Repeat the entries below in full, with every character unchanged.

Segment Start: Supplied records

PR #10, opened 2023-03-23
Prepare initial third party services

Fryguy:
Prepare initial third party services


agrare:
This repo will fail until https://github.com/ManageIQ/manageiq/pull/22316 is merged, merging on red

PR #12, opened 2023-04-07
Use ConfigurationScripts for Workflows

agrare:
Depends:
- [x] https://github.com/ManageIQ/manageiq-schema/pull/688
- [x] https://github.com/ManageIQ/manageiq/pull/22477

https://github.com/ManageIQ/manageiq/issues/22311

### DIFF
--- a/app/models/manageiq/providers/workflows/automation_manager/workflow.rb
+++ b/app/models/manageiq/providers/workflows/automation_manager/workflow.rb
@@ -4,7 +4,7 @@ class ManageIQ::Providers::Workflows::AutomationManager::Workflow < ManageIQ::Pr
     name = json["Comment"]
 
     workflows_automation_manager = ManageIQ::Providers::Workflows::AutomationManager.first
-    create!(:manager => workflows_automation_manager, :name => name, :payload => json, :payload_type => "json", **kwargs)
+    create!(:manager => workflows_automation_manager, :name => name, :payload => json.to_json, :payload_type => "json", **kwargs)
   end
 
   def execute(run_by_userid: "admin", inputs: {})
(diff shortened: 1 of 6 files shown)


app/models/manageiq/providers/workflows/automation_manager/workflow.rb
```diff
@@ -1,7 +1,15 @@
-class ManageIQ::Providers::Workflows::AutomationManager::Workflow < Workflow
+class ManageIQ::Providers::Workflows::AutomationManager::Workflow < ManageIQ::Providers::EmbeddedAutomationManager::ConfigurationScriptPayload
```
agrare, line 1: NOTE the embedded_ansible provider calls these `Playbooks` [[ref]](https://github.com/ManageIQ/manageiq/blob/master/app/models/manageiq/providers/embedded_ansible/automation_manager/playbook.rb) so kept with the theme and called these Workflows

agrare:
@miq-bot cross-repo-tests https://github.com/ManageIQ/manageiq-schema/pull/688

app/models/manageiq/providers/workflows/automation_manager/workflow.rb
```diff
@@ -1,7 +1,15 @@
-class ManageIQ::Providers::Workflows::AutomationManager::Workflow < Workflow
-  def execute(userid: "admin", inputs: {})
+class ManageIQ::Providers::Workflows::AutomationManager::Workflow < ManageIQ::Providers::EmbeddedAutomationManager::ConfigurationScriptPayload
+  def self.create_from_json!(json, **kwargs)
+    json = JSON.parse(json) if json.kind_of?(String)
+    name = json["Comment"]
```
Fryguy, line 4: Unrelated to this PR, but what happens if the Comment doesn't exists / is blank?

Fryguy (approved):

PR #15, opened 2023-04-26
Drop lib/gem-name.rb in favor of lib/gem/name.rb

jrafanie:
Adopt convention already supported by bundler and required by zeitwerk so we don't need to tell zeitwerk to ignore this lib/gem-name.rb file.

### DIFF
--- a/lib/manageiq/providers/workflows.rb
+++ b/lib/manageiq/providers/workflows.rb
@@ -1,3 +1,6 @@
+require "manageiq/providers/workflows/engine"
+require "manageiq/providers/workflows/version"
+
 module ManageIQ
   module Providers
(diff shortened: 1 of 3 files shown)


lib/manageiq/providers/workflows.rb
```diff
@@ -1,3 +1,6 @@
+require "manageiq/providers/workflows/engine"
+require "manageiq/providers/workflows/version"
```
kbrock, line 2: For engines, do we `require` our dependencies?

jrafanie: yes, I don't think you want to autoload/reload engine/version

PR #18, opened 2023-05-10
Rename `Workflow#execute` to `#run`

agrare:
Maintain compatibility with `EmbeddedAnsible::Playbook#run`


app/models/manageiq/providers/workflows/automation_manager/workflow.rb
```diff
@@ -7,7 +7,7 @@ def self.create_from_json!(json, **kwargs)
     create!(:manager => workflows_automation_manager, :name => name, :payload => json.to_json, :payload_type => "json", **kwargs)
   end
 
-  def execute(run_by_userid: "admin", inputs: {})
+  def run(inputs = {}, userid = "system")
```
agrare, line 10: NOTE I intended for this to be `system` originally, that was simply a bug

PR #20, opened 2023-05-22
Add support for syncing ASL workflows from git repo

agrare:
Add `#sync` support to Workflows `ConfigurationScriptSources`

Depends on:
- [x] https://github.com/ManageIQ/manageiq/pull/22524


app/models/manageiq/providers/workflows/automation_manager/configuration_script_source.rb
```diff
@@ -1,2 +1,36 @@
...
+    update!(:status => "running")
+
+    transaction do
+      current = configuration_script_payloads.index_by(&:name)
+
+      git_repository.update_repo
+      git_repository.with_worktree do |worktree|
+        worktree.ref = scm_branch
+        worktree.blob_list.each do |filename|
+          next if filename.start_with?(".") || !filename.end_with?(".asl")
```
Fryguy, line 18: So, something like `.example.asl` will be skipped?  Curious why the `.` is necessary to check?

agrare: Yes, this is to skip hidden files/folders.

For compatibility with EmbeddedAnsible: https://github.com/ManageIQ/manageiq/blob/master/app/models/manageiq/providers/embedded_ansible/automation_manager/configuration_script_source.rb#L107 (they also have specs for this case)

spec/models/manageiq/providers/workflows/automation_manager/configuration_script_source_spec.rb
```diff
@@ -0,0 +1,583 @@
...
+        :author     => {:email => "admin@localhost", :name => "admin"}
+      )
+    end
+
+    def dummy_workflow_data_for(filename)
+      <<~WORKFLOW_DATA
+        {"Comment": "hello world"}
+      WORKFLOW_DATA
+    end
+  end
```
agrare, line 582: NOTE lifted most of this from `Spec::Support::FakeAnsibleRepo` to get these specs working.  I don't think that is the correct place for that since the payload and file structure is essentially hard-coded in core there.  A base class or mixin which only handles the `Rugged` bits and allowed the caller to define the file structure and content would be more reusable.

Fryguy: Yeah that would be nice - FakeGitRepo vs FakeAnsibleRepo

agrare: @Fryguy opened https://github.com/ManageIQ/manageiq/pull/22524

agrare:
@miq-bot cross-repo-tests https://github.com/ManageIQ/manageiq/pull/22524

Fryguy:
@agrare Can you rebase?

Segment End: Supplied records

◆ Result of the task ◆
PR #10, opened 2023-03-23
Prepare initial third party services

Fryguy:
Prepare initial third party services


agrare:
This repo will fail until https://github.com/ManageIQ/manageiq/pull/22316 is merged, merging on red

PR #12, opened 2023-04-07
Use ConfigurationScripts for Workflows

agrare:
Depends:
- [x] https://github.com/ManageIQ/manageiq-schema/pull/688
- [x] https://github.com/ManageIQ/manageiq/pull/22477

https://github.com/ManageIQ/manageiq/issues/22311

### DIFF
--- a/app/models/manageiq/providers/workflows/automation_manager/workflow.rb
+++ b/app/models/manageiq/providers/workflows/automation_manager/workflow.rb
@@ -4,7 +4,7 @@ class ManageIQ::Providers::Workflows::AutomationManager::Workflow < ManageIQ::Pr
     name = json["Comment"]
 
     workflows_automation_manager = ManageIQ::Providers::Workflows::AutomationManager.first
-    create!(:manager => workflows_automation_manager, :name => name, :payload => json, :payload_type => "json", **kwargs)
+    create!(:manager => workflows_automation_manager, :name => name, :payload => json.to_json, :payload_type => "json", **kwargs)
   end
 
   def execute(run_by_userid: "admin", inputs: {})
(diff shortened: 1 of 6 files shown)


app/models/manageiq/providers/workflows/automation_manager/workflow.rb
```diff
@@ -1,7 +1,15 @@
-class ManageIQ::Providers::Workflows::AutomationManager::Workflow < Workflow
+class ManageIQ::Providers::Workflows::AutomationManager::Workflow < ManageIQ::Providers::EmbeddedAutomationManager::ConfigurationScriptPayload
```
agrare, line 1: NOTE the embedded_ansible provider calls these `Playbooks` [[ref]](https://github.com/ManageIQ/manageiq/blob/master/app/models/manageiq/providers/embedded_ansible/automation_manager/playbook.rb) so kept with the theme and called these Workflows

agrare:
@miq-bot cross-repo-tests https://github.com/ManageIQ/manageiq-schema/pull/688

app/models/manageiq/providers/workflows/automation_manager/workflow.rb
```diff
@@ -1,7 +1,15 @@
-class ManageIQ::Providers::Workflows::AutomationManager::Workflow < Workflow
-  def execute(userid: "admin", inputs: {})
+class ManageIQ::Providers::Workflows::AutomationManager::Workflow < ManageIQ::Providers::EmbeddedAutomationManager::ConfigurationScriptPayload
+  def self.create_from_json!(json, **kwargs)
+    json = JSON.parse(json) if json.kind_of?(String)
+    name = json["Comment"]
```
Fryguy, line 4: Unrelated to this PR, but what happens if the Comment doesn't exists / is blank?

Fryguy (approved):

PR #15, opened 2023-04-26
Drop lib/gem-name.rb in favor of lib/gem/name.rb

jrafanie:
Adopt convention already supported by bundler and required by zeitwerk so we don't need to tell zeitwerk to ignore this lib/gem-name.rb file.

### DIFF
--- a/lib/manageiq/providers/workflows.rb
+++ b/lib/manageiq/providers/workflows.rb
@@ -1,3 +1,6 @@
+require "manageiq/providers/workflows/engine"
+require "manageiq/providers/workflows/version"
+
 module ManageIQ
   module Providers
(diff shortened: 1 of 3 files shown)


lib/manageiq/providers/workflows.rb
```diff
@@ -1,3 +1,6 @@
+require "manageiq/providers/workflows/engine"
+require "manageiq/providers/workflows/version"
```
kbrock, line 2: For engines, do we `require` our dependencies?

jrafanie: yes, I don't think you want to autoload/reload engine/version

PR #18, opened 2023-05-10
Rename `Workflow#execute` to `#run`

agrare:
Maintain compatibility with `EmbeddedAnsible::Playbook#run`


app/models/manageiq/providers/workflows/automation_manager/workflow.rb
```diff
@@ -7,7 +7,7 @@ def self.create_from_json!(json, **kwargs)
     create!(:manager => workflows_automation_manager, :name => name, :payload => json.to_json, :payload_type => "json", **kwargs)
   end
 
-  def execute(run_by_userid: "admin", inputs: {})
+  def run(inputs = {}, userid = "system")
```
agrare, line 10: NOTE I intended for this to be `system` originally, that was simply a bug

PR #20, opened 2023-05-22
Add support for syncing ASL workflows from git repo

agrare:
Add `#sync` support to Workflows `ConfigurationScriptSources`

Depends on:
- [x] https://github.com/ManageIQ/manageiq/pull/22524


app/models/manageiq/providers/workflows/automation_manager/configuration_script_source.rb
```diff
@@ -1,2 +1,36 @@
...
+    update!(:status => "running")
+
+    transaction do
+      current = configuration_script_payloads.index_by(&:name)
+
+      git_repository.update_repo
+      git_repository.with_worktree do |worktree|
+        worktree.ref = scm_branch
+        worktree.blob_list.each do |filename|
+          next if filename.start_with?(".") || !filename.end_with?(".asl")
```
Fryguy, line 18: So, something like `.example.asl` will be skipped?  Curious why the `.` is necessary to check?

agrare: Yes, this is to skip hidden files/folders.

For compatibility with EmbeddedAnsible: https://github.com/ManageIQ/manageiq/blob/master/app/models/manageiq/providers/embedded_ansible/automation_manager/configuration_script_source.rb#L107 (they also have specs for this case)

spec/models/manageiq/providers/workflows/automation_manager/configuration_script_source_spec.rb
```diff
@@ -0,0 +1,583 @@
...
+        :author     => {:email => "admin@localhost", :name => "admin"}
+      )
+    end
+
+    def dummy_workflow_data_for(filename)
+      <<~WORKFLOW_DATA
+        {"Comment": "hello world"}
+      WORKFLOW_DATA
+    end
+  end
```
agrare, line 582: NOTE lifted most of this from `Spec::Support::FakeAnsibleRepo` to get these specs working.  I don't think that is the correct place for that since the payload and file structure is essentially hard-coded in core there.  A base class or mixin which only handles the `Rugged` bits and allowed the caller to define the file structure and content would be more reusable.

Fryguy: Yeah that would be nice - FakeGitRepo vs FakeAnsibleRepo

agrare: @Fryguy opened https://github.com/ManageIQ/manageiq/pull/22524

agrare:
@miq-bot cross-repo-tests https://github.com/ManageIQ/manageiq/pull/22524

Fryguy:
@agrare Can you rebase?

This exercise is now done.